The PYRAMID® ANTERIOR PLATE Fixation System consists of a variety of plates and screws, as well as ancillary products and instrument sets. The PYRAMID® ANTERIOR PLATE Fixation System implant components can be locked into a variety of configurations, with each construct being tailor-made for the individual case. The implant components are made of titanium alloy (Ti-6A1-4V) described by ASTM Standard F136 or ISO 5832-3. Stainless steel and titanium implant components must not be used together in a construct.

The provided text describes a 510(k) premarket notification for the PYRAMID® ANTERIOR PLATE Fixation System, specifically to include modified screws.

Based on the provided text, there is no study described that demonstrates the device meets specific acceptance criteria in terms of performance metrics like accuracy, sensitivity, or specificity for an AI/ML powered device.

This document is a regulatory submission for a medical device (a spinal fixation system), not a study report for an AI/ML algorithm. The "acceptance criteria" and "device performance" in this context refer to manufacturing, material specifications, and substantial equivalence to a previously cleared predicate device, rather than the performance of an AI model.

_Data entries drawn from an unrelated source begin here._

PR #4807, opened 2025-11-29
Pebble's Reincarnation!

FieldCommand:
## About the PR

I hold many fond memories of Pebble, but over time it has fallen behind. This PR is the culmination of this effort to make it new and up-to-date.

## Why / Balance

Pebble was old and needed updating.

## Technical details

Too numerous to list, treat this PR as if it were a new map.

## Media

PebbleV2

## Requirements

- [X] I have tested all added content and changes.
- [X] I have added media to this PR or it does not require an ingame showcase.

## Breaking changes

**Changelog**

:cl: FieldCommand
MAPS: 
- tweak: Pebble: Pebble's reincarnation, Rejoice. Pebble has now been fully overhauled and should be up to the latest standards.

PR #4820, opened 2025-12-01
Protect arrivals and evac from meteors (slightly)

cmorley191:
## About the PR

Adds a slight bias for meteors to miraculously avoid arrivals and evac.

- The Arrivals area will be hit by (roughly) 67% fewer meteors
- The Evac area will be hit by (roughly) 25% fewer meteors

Note: this PR will not take effect until each maptainer updates their particular map to include the feature.

## Why / Balance

People are generally liking that [meteors are back](https://github.com/DeltaV-Station/Delta-v/pull/4379), but arrivals and evac get damaged by them a LOT. This is not because they are being targeted more than other places, but rather because basically none of the maps provide grille shielding for them (the idea is ships are supposed to be "flying in" to there). For the same reason, the cargo dock is often damaged.

I think we should compensate by reducing the number of meteors attacking Arrivals and Evac, because:
- brand new players that join DeltaV are currently quite likely to spawn in a spaced arrivals, which is probably very confusing to people who only just installed the game
- it's boring for engi to fix the same areas over and over -- variety is better

## Technical details

~~Added a component to the arrivals/evac station map beacons, with average settings that should work well with most maps. Mappers can probably customize this if they want different settings.~~

New approach: added a marker that's only visible in the `mapping` tool, very similar to `AntiAnomalyZone` marker.

The point of the StandardRate versions of the marker is making it so we can change a single number in one file to change the balance of this PR (i.e. the 67% / 25% numbers) across all maps simultaneously. I tested that this works.

## Media

Demo on Byoin with exaggerated settings, to make the feature visually clearer:
- Turned up the meteor spawn rate
- Adjusted protection settings
  - Arrivals (N) 75%
  - Evac (S) 100% (no hits)
  - Cargo (SW) 100% (got hit by only 1, which is probably due to luck / the targetingAttempts loop running out)
    - note: this PR is not protecting cargo, I just manually did this for the demo

https://github.com/user-attachments/assets/de044736-5cad-4261-adcc-c03a04d66aed

## Requirements

## Breaking changes

**Changelog**

Intentionally no changelog -- this is a behind-the-scenes / meta thing.


ShepardToTheStars:
Direction review 24h

ShepardToTheStars:
God, this video just shows me how much of a bitch our meteors are lol

ShepardToTheStars:
How does this affect maps where evac and arrivals are the same place? Will meteors basically never hit there?

cmorley191:
> God, this video just shows me how much of a bitch our meteors are lol

Just to reiterate: the video is "faked". I turned up the spawn rate, and I messed with protection rates to show the feature more clearly. See the text above the video

> How does this affect maps where evac and arrivals are the same place? Will meteors basically never hit there?

Glacier is the only map I can see where there is true overlap (and note: glacier meteors burn up, don't hit the station).

But yeah the effect would stack like so:
`total protection = protectionA + ( protectionB * (1-protectionA) )`

With the current numbers, a combined evac+arrivals area (with both beacons present) will be hit by a combined 75% less meteors.

Other cases:

- Hive: it's one long hallway - the arrivals beacon at one end, evac beacon at the other end. so asteroids will hit one side more than the other lol (this is probably a good candidate for customized map settings of this feature)
- Pebble: does not have a station beacon for neither arrivals nor evac, so the area is not protected (mapper could fix this by adding the component onto some other entity in arrivals, like the holopad)

cmorley191:
I should move `ProtectionRadius` out to its own component.

That way mappers can override it without messing with or having to re-state the `ProtectionRate` and `DisablePermanentlyIfUnanchored` parts

IamVelcroboy:
Just a thought but instead of beacons, which can be moved by players...what if it was on the airlocks instead? We have specific evac and arrivals airlocks

Edit: I suppose those can technically be moved as well, but a little more work than unanchoring a beacon

FieldCommand:
> > God, this video just shows me how much of a bitch our meteors are lol
> 
> Just to reiterate: the video is "faked". I turned up the spawn rate, and I messed with protection rates to show the feature more clearly. See the text above the video
> 
> > How does this affect maps where evac and arrivals are the same place? Will meteors basically never hit there?
> 
> Glacier is the only map I can see where there is true overlap (and note: glacier meteors burn up, don't hit the station).
> 
> But yeah the effect would stack like so: `total protection = protectionA + ( protectionB * (1-protectionA) )`
> 
> With the current numbers, a combined evac+arrivals area (with both beacons present) will be hit by a combined 75% less meteors.
> 
> Other cases:
> 
> * Hive: it's one long hallway - the arrivals beacon at one end, evac beacon at the other end. so asteroids will hit one side more than the other lol (this is probably a good candidate for customized map settings of this feature)
> * Pebble: does not have a station beacon for neither arrivals nor evac, so the area is not protected (mapper could fix this by adding the component onto some other entity in arrivals, like the holopad)

Pebble have a PR #4807 ready for review, that addresses that. Well its a total rework really xD

cmorley191:
> Just a thought but instead of beacons, which can be moved by players...what if it was on the airlocks instead? We have specific evac and arrivals airlocks

Brilliant idea

ShepardToTheStars:
Should probably be its own entity tbh. Like parent from MarkerBase

IamVelcroboy:
> Should probably be its own entity tbh. Like parent from MarkerBase

We *do* have the anti-anomaly markers which are similar.

ShepardToTheStars:
Yea, thats exactly what I was thinking of.

cmorley191:
> Should probably be its own entity tbh. Like parent from MarkerBase

Unfortunately that would mean this feature doesn't take effect until mappers manually put them in :(

Which might be okay...?

Could also mean mappers forget to put them in...

I am not experienced with the whole mapping ecosystem/procedures so I defer to others' judgement

ShepardToTheStars:
Airlocks don't always signify a place where people spawn imo. Take Shoko for example. The cryo pods are close to arrivals, but asteroids wouldn't avoid hitting that area, even though its a common area where people spawn.

FieldCommand:
> > Should probably be its own entity tbh. Like parent from MarkerBase
> 
> We _do_ have the anti-anomaly markers which are similar.

That was my recommendation, this is a entity that cant be eddied or removed by anyone/anything during a live round. and I think that's a far better idea then having it be a beacon or on the airlocks.

> > Should probably be its own entity tbh. Like parent from MarkerBase
> 
> Unfortunately that would mean this feature doesn't take effect until mappers manually put them in :(
> 
> Which might be okay...?
> 
> Could also mean mappers forget to put them in...
> 
> I am not experienced with the whole mapping ecosystem/procedures so I defer to others' judgement

If it this PR is merged, then I don't have a problem with this. it will take a bit of time, but I think its the better approach.

IamVelcroboy:
> Unfortunately that would mean this feature doesn't take effect until mappers manually put them in :(
> I am not experienced with the whole mapping ecosystem/procedures so I defer to others' judgement

We will make an announcement for maptainers to include in their next update

ShepardToTheStars:
Direction approved. Though I think we’ll buff meteors a bit but thats not part of this.

@FieldCommand you can also add it to ghost role ships too :)

cmorley191:
The feature is now an invisible marker like we discussed. Feels way better!

This just needs maintainer review.

cmorley191:
@FieldCommand Does this workflow sound good to you from a mapping perspective? I thoroughly tested that it all behaves as follows:
- in Tools `mapping` mode, add the arrivals or evac version of the entity
image

- Once placed, edit the radius of it in Right Click -> View Variables
  - The View Variables window will *not* let you edit the strength / protection rate
- The `savemap` command will save *just* your radius edit. The rate will just be inherited from the prototype so that it's the same on all maps
- If we ever want to change the protection rates, we change them in `meteors.yml`, which will automatically take effect on all the entities across all the maps.

And finally, there's a third version of the entity that lets you customize the strength *and* radius in View Variables -- in case mappers want to protect other places that aren't evac or arrivals.

ShepardToTheStars (approved):

ShepardToTheStars:
We can always tweak it if need be, but I think its good to go at this point. :)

Therefore, many of the requested categories for AI/ML device studies (like sample sizes for test/training sets, expert ground truth, MRMC studies, standalone performance, etc.) are not applicable to this document.

However, I can extract information relevant to the regulatory approval process and the broader context of device "performance" in a non-AI sense.

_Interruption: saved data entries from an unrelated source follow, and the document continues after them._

PR #4821, opened 2025-12-01
Small Borg ID Chips Rework

ShepardToTheStars:
## About the PR

* Borgs made mid-round no longer have the bare amount of access.
  * ID chips printed from the Exofab have the same access as a round-start borg
  * Syndicate Exofabs can no longer print normal borg ID chips
    * The extra cost to make Syndicate Borg ID chips has been lowered slightly (2 gold, 2 plasma -> 0.5 gold, 0.5 plasma)
  * Borg ID chip access can no longer be copied by agent IDs (Sorry Roboticists)
* The new derelict borgs now start with the same access as the regular derelict borg (Bug fix)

Here's the breakdown based on the provided text:

1. Table of Acceptance Criteria and Reported Device Performance

2. Sample size used for the test set and the data provenance (e.g., country of origin of the data, retrospective or prospective)

• Not Applicable. This document is not about a study involving a test set for an AI/ML algorithm. The 510(k) process relies on demonstrating substantial equivalence to a predicate device, which typically involves engineering testing, material testing, and potentially clinical literature review, rather than a "test set" in the AI sense.

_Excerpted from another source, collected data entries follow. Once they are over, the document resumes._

PR #4822, opened 2025-12-01
add MeteorLargeDeltaV to entity spawn menu

cmorley191:
## About the PR

Not sure why these were hidden.

These are the meteors that are *actually* used in the meteor event. The other meteors in the list are from upstream's version of the meteor event, which we have disabled.

## Why / Balance

Admemes & testing

## Technical details

Note: to tether gun these, you have to use the right-click context menu to target it. Simply left clicking on the meteor doesn't work.

I don't know why this is the case.

## Media

Bottom: upstream's meteors

Top: our meteors

image

## Requirements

3. Number of experts used to establish the ground truth for the test set and the qualifications of those experts (e.g., radiologist with 10 years of experience)

• Not Applicable. No explicit "ground truth" establishment for a test set is described in the context of an AI/ML device. The "experts" involved would be regulatory reviewers at the FDA (Celia M. Witten, Ph.D., M.D., Director, Division of General, Restorative and Neurological Devices Office of Device Evaluation) assessing the submission.

4. Adjudication method (e.g., 2+1, 3+1, none) for the test set

• Not Applicable. No test set or adjudication method for AI/ML performance is described.

5. If a multi reader multi case (MRMC) comparative effectiveness study was done, If so, what was the effect size of how much human readers improve with AI vs without AI assistance

• No. An MRMC study is not mentioned as this relates to an AI/ML device.

6. If a standalone (i.e. algorithm only without human-in-the-loop performance) was done

• Not Applicable. This is not an AI/ML device.

7. The type of ground truth used (expert consensus, pathology, outcomes data, etc.)

• Not Applicable in the AI/ML sense. The "ground truth" for this regulatory submission is the established safety and effectiveness of the predicate device (K013665), to which the current device is deemed substantially equivalent.

8. The sample size for the training set

• Not Applicable. No training set is involved for an AI/ML algorithm.

9. How the ground truth for the training set was established

• Not Applicable. No training set is involved for an AI/ML algorithm.

In summary, this document is a regulatory clearance for a physical medical device (spinal fixation system) based on substantial equivalence, not a performance study of an AI/ML powered device.